Single-Cell RNA Sequencing Sample Size Limitations

Critique: The single-cell RNA sequencing analysis is conducted on a very limited subsample (n=5 HBV/HIV co-infection, n=6 HBV mono-infection) without justification for this sample size or power calculations. This represents a significant limitation as transcriptomic analyses typically exhibit high inter-individual variability, requiring larger sample sizes to achieve adequate statistical power. With the current sample size, the study likely has insufficient power to detect differentially expressed genes with moderate effect sizes, substantially increasing the risk of both false positives and false negatives. While single-cell technologies provide high cellular resolution, they do not overcome the fundamental requirement for adequate biological replication. This limitation impacts the reliability of the transcriptomic signatures and pathway enrichment analyses presented, which form a foundation for the study's conclusions about differential CD8+ T cell states in mono-infection versus co-infection.

Framework for addressing:

• Conduct and report formal power analyses to establish the minimum detectable effect size given the current sample size for the transcriptomic analyses.

• Validate key differentially expressed genes using qPCR in the larger cohort of 20 patients per group to confirm that findings from the small subsample generalize to the full study population.

• Apply more stringent statistical thresholds for differential expression analysis to reduce false discovery rates, and clearly report these thresholds.

• Employ bootstrapping or similar resampling approaches to assess the stability of differential expression results.

• Explicitly acknowledge the limited statistical power of the transcriptomic analysis as a major limitation in the discussion section.

Effect Size Reporting and Statistical Interpretation

Critique: The statistical reporting in this manuscript would benefit from comprehensive inclusion of effect sizes and confidence intervals to complement the p-values currently presented. While statistical significance testing (p-values) indicates the probability of observed differences occurring by chance, effect sizes provide essential information about the magnitude and biological relevance of these differences. This additional information is particularly important in studies with modest sample sizes, where statistical significance may be achieved despite relatively small effect sizes that might have limited clinical or biological significance. Throughout the manuscript, the authors report statistically significant differences in cell frequencies, gene expression, and functional responses between groups, but the practical importance of these differences remains difficult to assess without standardized effect size measures and their precision (95% confidence intervals). For correlation analyses only significance indicators are visible without reporting actual correlation coefficients in the text, making it difficult to evaluate the strength of these relationships.

Framework for addressing:

• For all key comparisons between patient groups, report appropriate standardized effect size measures (Cohen's d or Hedges' g) alongside p-values.

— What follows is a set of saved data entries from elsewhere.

PR #602, opened 2019-05-07
Add CBMC harnesses for non default functions

mmuesly:
Description
-----------

While eARPGetCacheEntryByMac and FreeRTOS_PrintARPCache are compiled out by default,
the provided proofs ensure that they are memory safe, if compiled in on occasion.

### DIFF
--- a/tools/cbmc/proofs/ARP/ARPGetCacheEntryByMac/Makefile.json
+++ b/tools/cbmc/proofs/ARP/ARPGetCacheEntryByMac/Makefile.json
@@ -1,0 +1,17 @@
+{
+  "ENTRY": "ARPGetCacheEntryByMac",
+  "CBMCFLAGS":
+  [
+      "--unwind 7",
+      "--nondet-static"
+  ],
+  "OBJS":
+  [
+    "$(ENTRY)_harness.goto",
+    "$(FREERTOS)/lib/FreeRTOS-Plus-TCP/source/FreeRTOS_ARP.goto"
+  ],
+  "DEF":
+  [
+    "ipconfigUSE_ARP_REVERSED_LOOKUP=1", "ipconfigARP_CACHE_ENTRIES=6"
+  ]
+}
--- a/tools/cbmc/proofs/ARP/ARPGetCacheEntryByMac/README.md
+++ b/tools/cbmc/proofs/ARP/ARPGetCacheEntryByMac/README.md
@@ -1,0 +1,4 @@
+ARPGetCacheEntryByMac is memory safe,
+if it is enabled.
+
+ARPGetCacheEntryByMac does not use multiple configurations internally.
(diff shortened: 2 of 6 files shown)


tools/cbmc/proofs/ARP/ARPGetCacheEntryByMac/README.md
```diff
@@ -0,0 +1,2 @@
+This harness proves the memory safety of the ARPGetCachEntryByMac function,
```
karkhaz: ARPGetCach**e**EntryByMac

tools/cbmc/proofs/ARP/ARP_FreeRTOS_PrintARPCache/README.md
```diff
@@ -0,0 +1,4 @@
+The FreeRTOS_PrintARPCache_harness.c harness
+proves that the FreeRTOS_PrintARPCache is memory safe,
+if included and given that vLoggingPrintf
```
markrtuttle: In these readme files, the language I would use is "X is memory safe, assuming vLoggingPrintf is correct and memory safe."  

And also explicitly say that there is no need to check multiple configurations as you have been doing with other entry points.

tools/cbmc/proofs/ARP/ARPGetCacheEntryByMac/Makefile.json
```diff
@@ -0,0 +1,16 @@
+{
+  "ENTRY": "ARPGetCacheEntryByMac",
+  "CBMCFLAGS":
+  [
+      "--unwind 7"
```
karkhaz: Since using `--nondet-static` seems to be the norm for FreeRTOS, please could you write a comment explaining why you don't use it here?

mmuesly: There is no specific reason so I added the `--nondet-static` flag.

tools/cbmc/proofs/ARP/ARP_FreeRTOS_PrintARPCache/README.md
```diff
@@ -0,0 +1,4 @@
+FreeRTOS_PrintARPCache_harness.c is memory safe,
+assuming vLoggingPrintf is correct and memory safe.
```
dcgaws: I would not assume that.

mmuesly: We might put vLoggingPrintf on our task list, if you are concerned about it and get a harness strengthening the assumption. But we cannot include the vLoggingPrintf to the current harness. This harness abstracts away the vLoggingPrintf function. Including the function requires to deal with many loops that will lead to performance problems.

PR #622, opened 2019-05-09
Feature/short localname support

huguesBouvier:
Short and complete local name support

Description
-----------
Reworked BLE drivers in ESP and NORDIC to support short local name in advertisement
Added more advertisement possibilities and tweaks
Added a callback for fully user parameter able advertisement

Checklist:
----------

- [ ] My code is Linted.


modules/ports/ble/include/bt_hal_manager_adapter_ble.h
```diff
@@ -79,17 +79,21 @@ typedef enum
     BTAdvNonconnInd,
 } BTAdvProperties_t;
 
+#define BTGattAdvNameNone     0
+#define BTGattAdvNameShort    1
+#define BTGattAdvNameComplete 2
+typedef uint8_t BTGattAdvName;
```
ravibhagavandas: This could be an enum type.

PR #1253, opened 2019-09-20
UDP support for Amazon FreeRTOS Sockets on TI

ericyeh1995:
Description
-----------

Porting UDP on top of TI's [SimpleLink CC3220 WiFi Driver](http://dev.ti.com/tirex/content/simplelink_cc32xx_sdk_1_40_00_03/docs/wifi_host_driver_api/html/index.html). 

Test issues:
RecvFrom peek is not supported, see [here](http://dev.ti.com/tirex/content/simplelink_cc32xx_sdk_1_40_00_03/docs/wifi_host_driver_api/html/group___socket.html#ga02f8b2eb34db39069a1385d4fce80eea).

2. Integration tests
SendTo and RecvFrom loop (to and from the echo server) has fail rate of around 2-3%. Since UDP does not have retries, tests that have multiple SendTo and RecvFrom loops are prone to fail. The cause of this high fail rate should be investigated. 

This PR included some UDP test modification that may help with passing failed tests on other boards.

Checklist:
----------

- [x] My code is Linted.


vendors/ti/boards/cc3220_launchpad/ports/secure_sockets/iot_secure_sockets.c
```diff
@@ -902,6 +902,207 @@ int32_t SOCKETS_Send( Socket_t xSocket,
...
+                xAddress.sin_port = pxAddress->usPort;
+                xAddress.sin_addr.s_addr = pxAddress->ulAddress;
+
+                /* Initiate connect. */
+                sTIRetCode = sl_Bind( pxSocketContext->sSocketDescriptor,
+                                      ( const SlSockAddr_t * ) &( xAddress ), /*lint !e9087 !e740 SlSockAddr_t behaves like a union of SlSockAddrIn_t.
+                                                                              * SlSockAddrIn_t is the appropriate interpretation of a IPv4 address. */
+                                      ( _i16 ) sizeof( SlSockAddrIn_t ) );
+
+                /* If connection is successful, mark the socket as connected. */
```
gkwicker: nit: this comment describes the success case but the line beneath tests for the failure case.  I'd either reword the comment as _"If the connection wasn't successful, return a socket error"_ or delete the comment entirely.

vendors/ti/boards/cc3220_launchpad/ports/secure_sockets/iot_secure_sockets.c
```diff
@@ -902,6 +902,207 @@ int32_t SOCKETS_Send( Socket_t xSocket,
...
+        {
+            /* Shortcut for easy access. */
+            pxSocketContext = &( xSockets[ ulSocketNumber ] );
+
+            /* Connect. */
+            if( lRetCode == SOCKETS_ERROR_NONE )
+            {
+                /* Set up the address to connect to. */
+                xAddress.sin_family = SL_AF_INET;
+                xAddress.sin_port = pxAddress->usPort;
```
gkwicker: `pxAddress` can be `NULL` here if `prvIsValidSocket( ulSocketNumber )` was true on line 920.  I suspect the condition on line 920 should be an `&&`.

vendors/ti/boards/cc3220_launchpad/ports/secure_sockets/iot_secure_sockets.c
```diff
@@ -902,6 +902,207 @@ int32_t SOCKETS_Send( Socket_t xSocket,
...
+        SSocketContextPtr_t pxSocketContext;
+        _i16 sTIRetCode;
+        int32_t lRetCode = SOCKETS_ERROR_NONE;
+        uint32_t ulSocketNumber = ( uint32_t ) xSocket;
+
+        /* Remove compiler warnings about unused parameters. */
+        ( void ) xAddressLength;
+
+        /* Ensure that the socket and address is valid. */
+        if( ( prvIsValidSocket( ulSocketNumber ) == pdTRUE ) || ( pxAddress != NULL ) )
```
gkwicker: If this is supposed to be _"socket __and__ address is valid"_, then the test should read:

```c
if( ( prvIsValidSocket( ulSocketNumber ) == pdTRUE ) && ( pxAddress != NULL ) ) 
```

vendors/ti/boards/cc3220_launchpad/ports/secure_sockets/iot_secure_sockets.c
```diff
@@ -902,6 +902,207 @@ int32_t SOCKETS_Send( Socket_t xSocket,
...
+        {
+            /* Shortcut for easy access. */
+            pxSocketContext = &( xSockets[ ulSocketNumber ] );
+
+            /* Connect. */
+            if( lRetCode == SOCKETS_ERROR_NONE )
```
gkwicker: `lRetCode` hasn't been modified since initialization on line 913.  Lines 926/927 & 946 can be removed.

libraries/abstractions/platform/freertos/include/platform/iot_network_udp.h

• Include 95% confidence intervals for all reported means, proportions, and effect sizes to indicate precision.

• For correlation analyses report exact correlation coefficients (r values) in the text or in a supplementary table.

• Distinguish between statistically significant findings with large, moderate, and small effect sizes in the interpretation.

• Consider including a supplementary table summarizing all statistical tests performed with complete reporting of test statistics, degrees of freedom, effect sizes, and confidence intervals.

Competing interests

The author declares that they have no competing interests.

Use of Artificial Intelligence (AI)

The author declares that they used generative AI to come up with new ideas for their review.